Ricardo’s theory is basically a theory of distribution. The theory is based on the marginal and surplus principles. The marginal principle explains the share of rent in national output, while surplus principle explains how the remaining is shared between wages and profit. Assumptions of Ricardo Theory

* That all land is used for corn production
* That the law of diminishing returns operates on land
* That the supply of land is fixed
* That the demand for corn is perfectly inelastic
* That the labour and capital are variable inputs
* That the capital consist of circulating capital
* That there is capital homogenity
* That the state of tehnical knowlege is given
* That the supply price of labour is given and onstant
* That there is perfect competition
* That capital accumulation results from profits
Ricardo postulated the whole economy consists of one huge farm fixed in supply which is engaged in producing only corn by applying homogenous units in labour and capital.
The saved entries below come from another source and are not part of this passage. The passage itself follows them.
Issue #646, opened 2022-10-05
Static variables


jaypha:
There is an ability to update a configuration setting of a step during a run. This is currently only used by reader_sql to update the countervalue during a run.

This is not good as it poisons the dataflow definition. Ideally, the dataflow definition should be immutable to a run.

It would be better to have a separate static variables store. It would have the following features.
- [ ] Key-value database store.
- [ ] Declare variables as static in the step type.
- [ ] Reads in static variables at the beginning of a run.
- [ ] Saves variables at end of run (maybe as it goes).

It grows on the basis of interrelations of three groups in the economy. They are landlords, capitalist and labourers among whom the entire produce of land is distributed. The total national output is distributed among three groups as rent, profits and wages respectively. Division of Rent, Profit and Wage

Ricardo explained that given the total output of corn, the share of each group can be determined. Rent per unit of labour is the difference between the average and marginal product. The wage rate is determined by wage fund divided by the number of workers employed at the subsistence level. Thus out of total corn produced and sold, rent has the first right and the residual is distributed between wages and profits, whole interest is included in profits. Process of Capital Accumulation

According to Ricardo, capital accumulation is the outcome of profits, because profits lead to saving of wealth which is used for capital formation. Capital accumulation depends on two factors: 1) the capacity to save ii) the will to save. The capacity to save is reckoned as more important in capital accumulation. This depends upon the net income of society which is a surplus out of total output after meeting the cost of various workers’ subsistence. The large the surplus, the larger will be the capacity to save. As Ricardo said, out of two loaves, i may save one out of four i may save three. Landlords and capitalists invest through this surplus. Falling Rate of Profit: An important conclusion is that as an econmomy develops, only landlords benefit. As population increases, less and less fertile land is gradually brought into cultivation. This enables landlords to collect more rent on both the extensive and intensive margins. The workers do not gain; they continue to receive the subsistence wage. As the zero-rent gets worse, the output producible on it decreases. But wages remain unchanged. Therefore, less is left as profit for the capitalist. Steady State: The falling rate of profit leads to slowdown in capital accumulation. Ultimately growth stops altogether; a steady state is reached. ( Ricardo assumed that only the profit of the capitalist is used for the accumulation of new capital goods. The landlords are parasites who blow their earnings on consumer goods.) Subsistence Wage level: If the wage is always at subsistence level, initially, the profit rate is high. This induces an increase in saving by capitalists. This tend to temporarily raise wages above the subsistence level. (According to Ricardo, the rise in saving also leads to an increase in the wages fund, which is a fund out of which the capitalists pay wages to workers. This leads to higher wages) This leads to population growth,...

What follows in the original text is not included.